Jeffrey Coleman is studying the microsatellites inside the toucan genomes.
Courtesy Jeffrey Coleman
The alternative is to use a type of analysis that looks for a single DNA building block – a nucleotide – that differs in a given sequence. Called single nucleotide polymorphisms (SNPs, pronounced “snips”), they are very common and very accurate. Coleman says they are better than microsatellites for some uses. But scientists have already developed a large body of microsatellite data from multiple species, so microsatellites can shed more insights on relations.
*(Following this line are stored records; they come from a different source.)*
PR #825, opened 2026-07-16
fix: deduplicate agent preflight during merge closeout

PORTALSURFER:
## Goal
Prevent merge closeout from launching duplicate Cargo-backed agent preflight work.

## Scope and non-goals
- Hooks run bounded repository-state checks only.
- Explicit agent request/preflight retains ownership of the full preflight and coalesces concurrent callers.
- Adds Bash regression coverage and mirrors single-flight behavior in PowerShell.
- Does not change pre-commit, pre-push, CI, or GitHub merge strategy.

## Definition of Done
- Merge plus automatic/explicit checkouts cannot start duplicate full preflight runs.
- Concurrent full-preflight callers coalesce, propagate the owner result, and recover stale locks.
- Hook installation and final hook behavior are covered.

## Validation
- PASS: `bash scripts/internal/agent/test_agent_preflight_coordination.sh`
- PASS: `bash scripts/internal/check/check_script_guardrails.sh`
- PASS: `git diff --check`
- BLOCKED (infrastructure): `bash scripts/ci.sh agent` stalled twice in existing Radiant no-default compilation; retry used `CARGO_BUILD_JOBS=1 CARGO_INCREMENTAL=0` and reproduced a sleeping `rustc` with no linker progress. The process was stopped rather than leaving a stale validation run.

## Known limitations
The full agent lane needs a clean rerun on a host where the existing Cargo/Rustc stall does not occur. `pwsh` is unavailable in this environment; PowerShell syntax is covered by the repository script guardrail.


scripts/internal/agent/run_agent_preflight.sh
```diff
@@ -36,6 +37,79 @@ while (( $# > 0 )); do
...
+  local status=$?
+  release_lock "$status"
+  exit "$status"
+}
+
+trap on_exit EXIT
+trap 'exit 130' INT
+trap 'exit 143' TERM
+
+while ! mkdir "$LOCK_DIR" 2>/dev/null; do
```
PORTALSURFER: Required fix: `mkdir "$LOCK_DIR"` makes this process the owner before it publishes `$LOCK_DIR/owner` (written later at line 105). A concurrent caller that reaches this loop in that window finds no readable owner PID and takes the stale-lock path, removes the live lock, and becomes a second owner; the first process then continues and both run the full check. Publish owner metadata atomically with lock acquisition, or make callers wait/retry when the lock has no valid owner record rather than removing it. Apply the same race-free protocol to the mirrored PowerShell runner, and add a deterministic regression that exercises the acquisition/publication window.

PORTALSURFER (commented):
Required fix: the single-flight owner publication has a race that violates the PR Definition of Done.

scripts/internal/agent/run_agent_preflight.sh
PORTALSURFER: Fixed in b9555828: Bash now atomically publishes populated lock metadata via hard-link acquisition; PowerShell uses a named mutex; and the regression deterministically contends immediately after lock publication. Focused regression and script guardrails pass.

PORTALSURFER:
Fresh stateless review at b9555828aedfa5014848163645594b82d9e8b643: clean. The current diff meets the stated goal and Definition of Done: hooks are bounded to repository-state checks, explicit full preflights coalesce and return the owner status, and the Bash regression covers hook ownership plus stale-lock recovery. Verified `bash scripts/internal/agent/test_agent_preflight_coordination.sh`, `bash scripts/internal/check/check_script_guardrails.sh`, and `git diff --check` locally.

Regardless of whether conservation programs use SNPs or microsatellites to guide captive breeding efforts, the goal is to help them build genetically diverse populations that eventually may supplement endangered populations in the wild. “The hope is that the ecosystem will be stable enough and that the populations (once reintroduced into the wild) will be able to survive and thrive,” says Coleman. History knows some good examples of captive breeding success.
The California condor, which had a total population of 27 in 1987, when the last wild birds were captured, is one of them. A captive breeding program boosted their numbers to 561 by the end of 2022. Of those, 347 of those are in the wild, according to the National Park Service.
Conservationists hope that their work on animals’ genetic diversity will help preserve and restore endangered species in captivity and the wild. DNA analysis is crucial to both types of efforts. The ability to apply genome sequencing to wildlife conservation brings a new level of accuracy that helps protect species and gives fresh insights that observation alone can’t provide.
“A lot of species are threatened,” Coleman says. “I hope this research will be a resource people can use to get more information on longer-term genealogies and different populations.”